- SUPPLIED INFORMATION -

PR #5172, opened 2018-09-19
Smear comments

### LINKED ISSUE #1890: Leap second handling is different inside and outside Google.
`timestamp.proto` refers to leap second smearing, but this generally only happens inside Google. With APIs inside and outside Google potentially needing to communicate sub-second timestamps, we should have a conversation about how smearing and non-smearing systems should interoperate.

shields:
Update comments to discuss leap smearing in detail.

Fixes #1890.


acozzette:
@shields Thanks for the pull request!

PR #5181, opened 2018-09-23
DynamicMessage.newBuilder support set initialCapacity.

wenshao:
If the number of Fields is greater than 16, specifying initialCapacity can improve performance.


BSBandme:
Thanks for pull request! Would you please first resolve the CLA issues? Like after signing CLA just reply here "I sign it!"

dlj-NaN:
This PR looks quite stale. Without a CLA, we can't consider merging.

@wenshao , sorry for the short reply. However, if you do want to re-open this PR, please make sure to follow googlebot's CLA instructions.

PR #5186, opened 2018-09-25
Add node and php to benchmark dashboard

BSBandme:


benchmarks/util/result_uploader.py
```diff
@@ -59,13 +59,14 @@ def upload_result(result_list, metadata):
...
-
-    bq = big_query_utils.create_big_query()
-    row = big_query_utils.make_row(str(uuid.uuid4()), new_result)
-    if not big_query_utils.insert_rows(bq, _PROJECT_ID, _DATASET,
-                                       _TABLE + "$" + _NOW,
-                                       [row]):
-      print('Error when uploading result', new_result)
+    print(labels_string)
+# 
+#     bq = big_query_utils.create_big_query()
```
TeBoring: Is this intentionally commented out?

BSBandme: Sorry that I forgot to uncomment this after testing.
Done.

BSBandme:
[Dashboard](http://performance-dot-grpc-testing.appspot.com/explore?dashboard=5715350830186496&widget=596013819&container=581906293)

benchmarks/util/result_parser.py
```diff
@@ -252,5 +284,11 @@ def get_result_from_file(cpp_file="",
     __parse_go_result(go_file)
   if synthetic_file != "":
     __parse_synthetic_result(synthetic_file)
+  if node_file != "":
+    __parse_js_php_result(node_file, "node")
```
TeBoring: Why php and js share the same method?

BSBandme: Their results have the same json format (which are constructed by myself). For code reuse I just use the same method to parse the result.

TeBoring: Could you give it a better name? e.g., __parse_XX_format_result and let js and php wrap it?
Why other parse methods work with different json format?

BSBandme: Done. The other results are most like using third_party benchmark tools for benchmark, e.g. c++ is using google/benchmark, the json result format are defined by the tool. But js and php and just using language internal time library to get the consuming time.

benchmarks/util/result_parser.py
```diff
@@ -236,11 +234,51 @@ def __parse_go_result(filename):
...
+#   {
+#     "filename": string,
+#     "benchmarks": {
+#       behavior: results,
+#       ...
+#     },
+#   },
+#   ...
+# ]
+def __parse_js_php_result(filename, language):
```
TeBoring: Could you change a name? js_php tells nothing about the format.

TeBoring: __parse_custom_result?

- EXERCISE INSTRUCTIONS -
From the very first line of the data through the line with "PR #5186, opened 2018-09-25" in it, please reproduce each line exactly and output nothing more.

- TASK RESPONSE -
PR #5172, opened 2018-09-19
Smear comments

### LINKED ISSUE #1890: Leap second handling is different inside and outside Google.
`timestamp.proto` refers to leap second smearing, but this generally only happens inside Google. With APIs inside and outside Google potentially needing to communicate sub-second timestamps, we should have a conversation about how smearing and non-smearing systems should interoperate.

shields:
Update comments to discuss leap smearing in detail.

Fixes #1890.


acozzette:
@shields Thanks for the pull request!

PR #5181, opened 2018-09-23
DynamicMessage.newBuilder support set initialCapacity.

wenshao:
If the number of Fields is greater than 16, specifying initialCapacity can improve performance.


BSBandme:
Thanks for pull request! Would you please first resolve the CLA issues? Like after signing CLA just reply here "I sign it!"

dlj-NaN:
This PR looks quite stale. Without a CLA, we can't consider merging.

@wenshao , sorry for the short reply. However, if you do want to re-open this PR, please make sure to follow googlebot's CLA instructions.

PR #5186, opened 2018-09-25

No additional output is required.